Whats the water like at your school. (pH and Hardness)? You might find it online somewhere if you know the name of the town. Picking fish that like the water as it comes out of the tap will make your life easier. 

Now is it 20 gallons, total or one tank of no more than 20 gallons? or (best case) as many 20 gallon tanks as you want?


----------



## trepus (Aug 15, 2009)

I believe I am allowed one tank at a max of 20 gallons...

I just looked up the PH level
Average tap water PH is 8.75I'm not sure about the hardness but I found the info here http://www.troyny.gov/public_utilities/AWQR2008.pdf


----------



## emc7 (Jul 23, 2005)

The traditional dorm pet is a betta. You can put it in bag in your pocket and take it home with you on breaks (you keep a tank in both places).

ok. ~ 50 mg/L of CaCO3 (from your link) or about 1 meq/L = 2.8dH = 50 ppm (50g CaCO3 = ~ 1 eq. weight). 

I think that is pretty soft water if I am converting it right. But its odd to see that with such a high pH. Unless they crank the pH up that high because it falls in the pipes. Hopefully someone who lives out that way will chime in. But you could also pick an LFS out of the phone book and call and ask them what the local water is like.

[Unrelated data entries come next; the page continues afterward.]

Issue #23977, opened 2021-12-17
Private message unread count 0 for normal user 


nishlashakya:
### Steps to reproduce:

1. call `/api/v1/subscriptions.get` 
2. response object has unread count 0 even if the channel has unread message

### Expected behavior:

get the number of unread count from the channels

### Actual behavior:

![image](https://user-images.githubusercontent.com/13099175/146484987-73141625-d893-4edf-b7b5-c6067d3b0054.png)

### Server Setup Information:

- Version of Rocket.Chat Server: 
rocket chat iframe integration

yksolanki9:
I wish to take up this issue. Please assign it to me

nishlashakya:
thanks @yksolanki9

AbhishekJamhoriya:
Hi, @nishlashakya  is this issue still open if yes, can you please assign me this issue.

nishlashakya:
I am not able to assign the issue. Can you please @dudanogueira ?

nishlashakya:
@dudanogueira hi! when can we expect this fix?

try-catch-stack:
Hey @nishlashakya 
May I know what options are selected in the Unread count settings present in Administration > General .You can only change it if you have the admin rights of the server.

![image](https://user-images.githubusercontent.com/77742477/149526824-4dde7936-c8b9-429c-8cea-da7c70edaf2b.png)

Because by default , it is set to user mentions only and hence the api will return unread count of only the messages in which you are mentioned. Changing it to All messages will return unread count of all messages.

nishlashakya:
hello @try-catch-stack I have tried by updating `Unread count of DIrect Message` to `All messages`. I only get the correct unread count for **admin users** and for **normal users** the unread count is still 0 even it has many unread messages.

Manan17:
Hi is this issue still open if yes, can you please assign me this issue.

J-Ankit2020:
@nishlashakya  can I work on this issue I might be able to fix this

arunvigneshn:
Rocket chat version : 4.7.0

Hi @nishlashakya 

This bug is the default configuration from the admin so only message count not getting updated for rooms, On changing the unread count setting from "User and Group mentions only" setting to "All" it works fine. And it works for both admin and normal users. it was also mentioned in the doc.

To change the settings
Administration -> General -> unread count drop down.
Change the "User and Group mentions only" to "All"

[...]

PR #28988, opened 2023-04-20
fix: Private message unread count 0

Simer13:
Response object has unread count 0 even if the channel has unread message.

#23977 Fixed the error 

The proposed changes are in the typescript file of the following codes- 
apps/meteor/app/api/server/v1/subscriptions.ts

The part where the count was not getting updated has been changed further.


Simer13:
My bad i mistakenly commited incomplete file instead of the some file i changed later on. I will once again open a pr with the right change.

Simer13:
Give me a span of 3/4 days as soon as i complete my exams i will look through this again.

debdutdeb:
you can add more commits here, no need for another pr :)

PR #28989, opened 2023-04-20
chore: add more omnichannel tests

murtaza98:

### DIFF
--- a/apps/meteor/tests/end-to-end/api/livechat/00-rooms.ts
+++ b/apps/meteor/tests/end-to-end/api/livechat/00-rooms.ts
@@ -19,6 +19,7 @@ import {
 	sendMessage,
 	startANewLivechatRoomAndTakeIt,
 	closeOmnichanelRoom,
+	createManager,
 } from '../../../data/livechat/rooms';
 import { addPermissions, updateEEPermission, updatePermission, updateSetting } from '../../../data/permissions.helper';
 import { createUser, login } from '../../../data/users.helper.js';
@@ -340,6 +341,17 @@ describe('LIVECHAT - rooms', function () {
 			const room = await createLivechatRoom(visitor.token);
 
 			await request.get(api('livechat/room.join')).set(credentials).query({ roomId: room._id }).send().expect(200);
+		});
+		it('should allow managers to join a room which is already being served by an agent', async () => {
+			const {
+				room: { _id: roomId },
+			} = await startANewLivechatRoomAndTakeIt();
+
+			const manager: IUser = await createUser();
+			const managerCredentials = await login(manager.username, password);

With soft water you can keep lots of fish.


----------



## trepus (Aug 15, 2009)

I was looking into getting a betta, but my dorm gets really cold in the winter and from what I have read they need fairly warm water...


----------



## Tallonebball (Apr 6, 2009)

A heater will take care of any problems you will have will cold. 
And dude I just started a thread just about this like yesterday called nano-tanks lol
Most all of my suggestions there can be used in a 20 as well, all you do is beef up the fish numbers.


----------



## Toshogu (Apr 24, 2009)

it's called an intank heater, it keeps the tempurature where it needs to be.


----------



## trepus (Aug 15, 2009)

Ok, here's another question....

would it be preferable to set the tank and fish up home for two weeks and then move them to my dorm when i go back or buy the fish on campus.... I would rather set it up now and move it.... I just don't know if that would actually be practical, my college is about a 3 hour drive from my house....


----------



## Toshogu (Apr 24, 2009)

better to just set it all up at the dorm. + it will keep your fish from being overly stressed from back to back moves. 1 move from LFS to your house. 2 move from your house to your dorm. Just make it LFS to your Dorm. 

let's not forget about the cycle. If you do it old school it will take you about a month to get a tank safe for fish. if you do it new school using a Bacterial colony jump starter like "Seachem Stability" you'll be able to have fish from day one.

Either way you look at it tho if you set up a tank using new school it will take about 1-2weeks for the tank to completly finish the cycle. then you're gonna break it down and set it up in a dorm, you'll have to cycle it again. Stability does allow you to keep fish safely in your tank from the second you say go, but it does this by drastically reducing the fish's expose to ammonia, and NO2. that's 1-2 weeks at low lvls. But if you do the home then dorm thing you're gonna expose the fish to 2-4 weeks of low lvl exposure which might be enough to permanently mess em up, or outright kill em.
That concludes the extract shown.